To plan the course of conservation and restoration, it was indispensable to carry out a series of various photo-technological and scientific studies. Pictures have been taken of the painting under ultraviolet light, X-ray-radiography and raking light. The X-ray shots held a real surprise. A bearded man, the donator, became visible in the lower right corner of the painting. This figure was fully overpainted over the course of the centuries. Thanks to the X-ray images the painter’s working methods came to light: the master modified the picture several times while painting it. There are several such modifications, so called pentimentos in the picture such as the hands of St. Dominic, the hands of the donator, the head of the holy unmercenary Healer and the position of the figure of St. Mary were changing as the composition developed. The microscopic study of the paint layers and their composition provided informative details, helping separate the original parts from later interferences. After the testing of the pigments and binding media it cannot be ruled out that the painting originates from the 16th century.

The conservation work started with the stabilization of the loosened paint layer. After removing the remnants of the second, lining canvas and the glue from this canvas, we found no inscription on the back of the painting. This means the inscription of the name of Jacopo Palma was not copied to the second canvas layer from the first one.

The lower edge of the altarpiece, which is nailed to the stretcher is painted—the picture continues there, unlike at its other edges. This means that the painting originally must have been bigger than at present and a section of it was probably cut at its lower end.

The straightening of the wavy canvas took long weeks. The humidifying and the pressing of the painting yielded results, the canvas regained its original flatness.
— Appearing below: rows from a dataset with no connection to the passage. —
PR #2143, opened 2020-08-18
Fix coinbase vulnerability

SWvheerden:
## Description

This introduces a fix for a coinbase vulnerability by ensure that the coinbase is flagged correctly and the amount is exactly as required. 
Refactor block and aggregate body checks

## Motivation and Context

Currently the coinbase is only checked on the amount added to the block. So in essence this is checked by checking that a block emits the correct emission reward.  But its possible to manipulate the block to make the coinbase transaction very small, and add a second "coinbase" that does not have the lock heighjt. This means the block aoumt is till correct and the chain has no inflation. But the coinbase is incorrect. 
This PR forces the coinbase to be the exact amount as it should be. It also requires that coinbase transactions not have an offset in their blinding factors. Out current code also does not add this. The use of the offset is only their so that you cannot link a kernel to a output. But in the case of the coinbase, both contain flags and the consensus code check that there is only 1 utxo and 1 kernel flagged as coinbase. So there is no hiding the tx kernel here.  

The refactor of the block checks to aggregated body has been done as those test only run on the aggregated body it self. This refactor has the benefit of allowing transactions to access those checks as well as make the checks easier to test. 

WARNING
This test has the potential to break consensus if there was any shenanigans in the chain in the past. 

## Types of changes

* [ ] New Tests
* [ ] Documentation

## Checklist:

### DIFF
--- a/base_layer/core/src/transactions/aggregated_body.rs
+++ b/base_layer/core/src/transactions/aggregated_body.rs
@@ -19,7 +19,6 @@
 // SERVICES; LOSS OF USE, DATA, OR PROFITS; OR BUSINESS INTERRUPTION) HOWEVER CAUSED AND ON ANY THEORY OF LIABILITY,
 // WHETHER IN CONTRACT, STRICT LIABILITY, OR TORT (INCLUDING NEGLIGENCE OR OTHERWISE) ARISING IN ANY WAY OUT OF THE
 // USE OF THIS SOFTWARE, EVEN IF ADVISED OF THE POSSIBILITY OF SUCH DAMAGE.
-
 use crate::transactions::{
     fee::Fee,
     tari_amount::*,
@@ -79,6 +78,11 @@ impl AggregateBody {
     /// Provide read-only access to the output list
     pub fn outputs(&self) -> &Vec<TransactionOutput> {
         &self.outputs
+    }
+
+    /// Should be used for tests only. Get a mutable reference to the outputs
+    pub fn outputs_mut(&mut self) -> &mut Vec<TransactionOutput> {
+        &mut self.outputs
     }
 
     /// Provide read-only access to the kernel list
@@ -191,6 +195,90 @@ impl AggregateBody {
             fee += kernel.fee;
         }
         fee
+    }
+
+    /// This function will check spent kernel rules like tx lock height etc
+    pub fn check_kernel_rules(&self, height: u64) -> Result<(), TransactionError> {
+        for kernel in self.kernels() {
+            if kernel.lock_height > height {
+                warn!(target: LOG_TARGET, "Kernel lock height was not reached: {}", kernel);
+                return Err(TransactionError::InvalidKernel);
+            }
+        }
+        Ok(())
+    }
+
+    /// Run through the outputs of the block and check that
+    /// 1. There is exactly ONE coinbase output
+    /// 1. The output's maturity is correctly set
+    /// 1. The amount is correct.
+    pub fn check_coinbase_output(
+        &self,
+        reward: MicroTari,
+        coinbase_lock_height: u64,
+        factories: &CryptoFactories,
+        height: u64,
+    ) -> Result<(), TransactionError>
+    {
+        let mut coinbase_utxo = None;
+        let mut coinbase_kernel = None;
+        let mut coinbase_counter = 0; // there should be exactly 1 coinbase
+        for utxo in self.outputs() {
+            if utxo.features.flags.contains(OutputFlags::COINBASE_OUTPUT) {
+                coinbase_counter += 1;
+                if utxo.features.maturity < (height + coinbase_lock_height) {
+                    warn!(target: LOG_TARGET, "Coinbase {} found with maturity set too low", utxo);
+                    return Err(TransactionError::InvalidCoinbaseMaturity);
+                }
+                coinbase_utxo = Some(utxo.clone());
+            }
+        }
+        if coinbase_counter != 1 {
+            warn!(
+                target: LOG_TARGET,
+                "{} coinbases found in body. Only a single coinbase is permitted.", coinbase_counter,
+            );
+            return Err(TransactionError::InvalidCoinbaseCount);
+        }
+
+        let mut coinbase_counter = 0; // there should be exactly 1 coinbase kernel as well
+        for kernel in self.kernels() {
+            if kernel.features.contains(KernelFeatures::COINBASE_KERNEL) {
+                coinbase_counter += 1;
+                coinbase_kernel = Some(kernel.clone());
+            }
+        }
+        if coinbase_counter != 1 {
+            warn!(
+                target: LOG_TARGET,
+                "{} coinbase kernels found in body. Only a single coinbase kernel is permitted.", coinbase_counter,
+            );
+            return Err(TransactionError::InvalidCoinbaseCount);
+        }
+        // Unwrap used here are fine as they should have an amount in them by here. If the coinbase's are missing the
+        // counters should be 0 and the fn should have returned an error by now.
+        let utxo = coinbase_utxo.unwrap();
+        let rhs =
+            &coinbase_kernel.unwrap().excess + &factories.commitment.commit_value(&BlindingFactor::default(), reward.0);
+        if rhs != utxo.commitment {
+            warn!(target: LOG_TARGET, "Coinbase {} amount validation failed", utxo);
+            return Err(TransactionError::InvalidCoinbase);
+        }
+        Ok(())
+    }
+
+    /// This function will check all stxo to ensure that feature flags where followed
+    pub fn check_stxo_rules(&self, height: u64) -> Result<(), TransactionError> {
+        for input in self.inputs() {
+            if input.features.maturity > height {
+                warn!(
+                    target: LOG_TARGET,
+                    "Input found that has not yet matured to spending height: {}", input
+                );
+                return Err(TransactionError::InputMaturity);
+            }
+        }
+        Ok(())
     }
 
     /// Validate this transaction by checking the following:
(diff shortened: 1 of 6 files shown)


base_layer/core/src/transactions/aggregated_body.rs
```diff
@@ -193,6 +195,86 @@ impl AggregateBody {
         fee
     }
 
+    /// This function will check spent kernel rules like tx lock height etc
+    pub fn check_kernel_rules(&self, height: u64) -> Result<(), TransactionError> {
+        for kernel in self.kernels() {
+            if kernel.lock_height > height {
+                debug!(target: LOG_TARGET, "Kernel lock height was not reached: {}", kernel);
```
CjS77: Breaking rules should be a WARN, and it'll make more sense in the log context to include the `height` as well.

base_layer/core/src/transactions/aggregated_body.rs
```diff
@@ -193,6 +195,86 @@ impl AggregateBody {
...
+        height: u64,
+    ) -> Result<(), TransactionError>
+    {
+        let mut aggregated_body = AggregateBody::empty();
+        let mut coinbase_counter = 0; // there should be exactly 1 coinbase
+        for utxo in self.outputs() {
+            if utxo.features.flags.contains(OutputFlags::COINBASE_OUTPUT) {
+                coinbase_counter += 1;
+                if utxo.features.maturity < (height + consensus_constants.coinbase_lock_height()) {
+                    warn!(target: LOG_TARGET, "Coinbase found with maturity set too low");
```
CjS77: You could include some info to id the utxo too in a noisy log context.

base_layer/core/src/transactions/aggregated_body.rs
```diff
@@ -193,6 +195,86 @@ impl AggregateBody {
...
+                    return Err(TransactionError::InvalidCoinbase);
```
CjS77: Maybe we should have more granular Coinbase errors. => CoinbaseNotMatured

base_layer/core/src/transactions/aggregated_body.rs
```diff
@@ -193,6 +195,86 @@ impl AggregateBody {
...
+                }
+                aggregated_body.add_output(utxo.clone());
+            }
+        }
+        if coinbase_counter != 1 {
+            warn!(
+                target: LOG_TARGET,
+                "{} coinbases found in body. Only a single coinbase is permitted.", coinbase_counter,
+            );
+            return Err(TransactionError::InvalidCoinbase);
```
CjS77: More granular Coinbase errors => IncorrectCoinbaseCount

base_layer/core/src/validation/block_validators.rs
```diff
@@ -378,3 +387,49 @@ fn check_cut_through(block: &Block) -> Result<(), ValidationError> {
     }
     Ok(())
 }
+
+fn check_coinbase_output_dont_check_amount(
```
CjS77: This is only called from statelessValidator -- but you could just call check_coinbase_output, so this function seems totally unnecessary.

base_layer/core/src/validation/block_validators.rs
```diff
@@ -238,14 +241,20 @@ fn check_block_weight(block: &Block, consensus_constants: &ConsensusConstants) -
...
+{
     trace!(
         target: LOG_TARGET,
         "Checking coinbase output on block with hash {}",
         block.hash().to_hex()
     );
+    let total_coinbase = rules.calculate_coinbase_and_fees(block);
     block
-        .check_coinbase_output(consensus_constants)
+        .check_coinbase_output(total_coinbase, &rules.consensus_constants(), factories)
```
CjS77:
```suggestion
        .check_coinbase_output(total_coinbase, rules.consensus_constants(), factories)
```

base_layer/core/src/transactions/aggregated_body.rs
```diff
@@ -193,6 +195,86 @@ impl AggregateBody {
...
+    }
+
+    /// Run through the outputs of the block and check that
+    /// 1. There is exactly ONE coinbase output
+    /// 1. The output's maturity is correctly set
+    /// 1. The amount is correct.
+    pub fn check_coinbase_output(
+        &self,
+        reward: MicroTari,
+        consensus_constants: &ConsensusConstants,
```
CjS77: Rather take lock_height as an argument here, then you can drop the namespace import of ConsensusConstants AND it would make testing easier since you wouldn't have to create a whole CC object to test this fn.

base_layer/core/src/transactions/aggregated_body.rs
```diff
@@ -193,6 +195,86 @@ impl AggregateBody {
...
+            }
+        }
+        if coinbase_counter != 1 {
+            warn!(
+                target: LOG_TARGET,
+                "{} coinbase kernels found in body. Only a single coinbase kernel is permitted.", coinbase_counter,
+            );
+            return Err(TransactionError::InvalidCoinbase);
+        }
+        aggregated_body
```
CjS77: `validate_internal_consistency` is a very expensive call and it doesn't look to be saving any lines of code -- what with constructing a whole new AggregateBody --since you only really want to check the CB amount is correct. The signature check & Range proof check is going to be called again at some point when the full body is validated.

So just calculate and check Is CBUtxo.commitment == CBExcess + (Sum(fees) + reward).H? 
Then the checks above can be dramatically simplified too, e.g. something like

`counter = self.kernels().map_and_filter(|k| if k.features.contains(KernelFeatures::COINBASE_KERNEL) {1} else {0}).sum()`

base_layer/core/src/validation/block_validators.rs
```diff
@@ -190,7 +193,7 @@ impl StatelessValidation<Block> for MockStatelessBlockValidator {
     /// 1. Where all the rules for the spent outputs followed?
     /// 1. Was cut through applied in the block?
     fn validate(&self, block: &Block) -> Result<(), ValidationError> {
-        check_coinbase_output(block, &self.rules.consensus_constants())?;
+        check_coinbase_output_dont_check_amount(block, self.rules.clone(), &self.factories)?;
```
CjS77: You can just use the usual  check_coinbase_output fn here. Don't see why you're creating a new version

base_layer/core/src/validation/block_validators.rs
SWvheerden: This test is here to let some tests pass. 
Running it normally seems a lot of tests use the check_coinbase_output tests, but they do not have the correct output. One test actually uses this as a method to get an error.

base_layer/core/src/validation/block_validators.rs
SWvheerden: check comment above

base_layer/core/src/transactions/aggregated_body.rs
SWvheerden: Done

base_layer/core/src/transactions/aggregated_body.rs
SWvheerden: done

base_layer/core/src/transactions/aggregated_body.rs
SWvheerden: done

base_layer/core/src/transactions/aggregated_body.rs
SWvheerden: Done

base_layer/core/src/transactions/aggregated_body.rs
SWvheerden: done

base_layer/core/src/transactions/aggregated_body.rs
SWvheerden: Done. I think. 
You still need to find and map out the coinbase utxo and kernel to use its values.

base_layer/core/src/validation/block_validators.rs
```diff
@@ -378,3 +387,44 @@ fn check_cut_through(block: &Block) -> Result<(), ValidationError> {
     }
     Ok(())
 }
+
+fn check_coinbase_output_dont_check_amount(block: &Block, rules: ConsensusManager) -> Result<(), ValidationError> {
```
stringhandler: This method seems unnecessary, can it be removed?

base_layer/core/src/transactions/coinbase_builder.rs
```diff
@@ -255,5 +255,82 @@ mod test {
...
+                42
+            ),
+            Err(TransactionError::InvalidCoinbase)
+        );
+        // testing that "block" is still valid
+        assert_eq!(
+            tx.body
+                .validate_internal_consistency(&BlindingFactor::default(), block_reward, &factories),
+            Ok(())
+        );
```
stringhandler, line 340: For sanity, can we add a call to one of the validators that catches the inflation created here?

stringhandler (dismissed):
Looks good. I will pull and test it locally. I would have liked to see a unit test that mirrors the exact vulnerability, but I think if you create an issue to create the test later, I'd be happy with that. Ideally there should be at least one test for each of the errors `InvalidKernel`, `InvalidCoinbaseMaturity`, `InvalidCoinbaseCount`, `InputMaturity`. 

The test that you've added covers the case where the incorrect fee is added, which is ok, but the block in that test also inflates the supply, which would hopefully is caught by another validator. A test that shows this vulnerability more clearly may be: 
1. Create a coinbase, set its value to 0.
2. Create another UTXO (as you have done) with the correct emission and fees that should have been in the coinbase.
3. Verify that the test finds it.

SWvheerden:
I added more tests to cover every single coinbase validation error there is

stringhandler (approved):
Happy with the new tests. (Didn't run locally, but will merge if CI passes)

As the last step of the conservation process, the back of the canvas was impregnated with a synthetic consolidant.

The varnish layer was easy to remove after soaking but the removal of later corrections and overpainting needed a stronger solvent. Levelling out the empty patches with the paint layer was done by a special filling putty. Then, the smooth surface of the patches was adjusted to the surrounding original layer, imitating the structure of the canvas or the brush strokes. After the underpainting in watercolours varnishing came next, followed by the retouching with oil-resin glazes, the last step of the aesthetic reconstruction. That means the conservator adjusts the filled-in patches to the surroundings with tiny paint dots. As a result, the disturbing losses disappear; the work of art shows a unified appearance. After a final varnishing conservation is completed. The painting could take its place in the northern wall of the chancel, where it hung 148 years ago.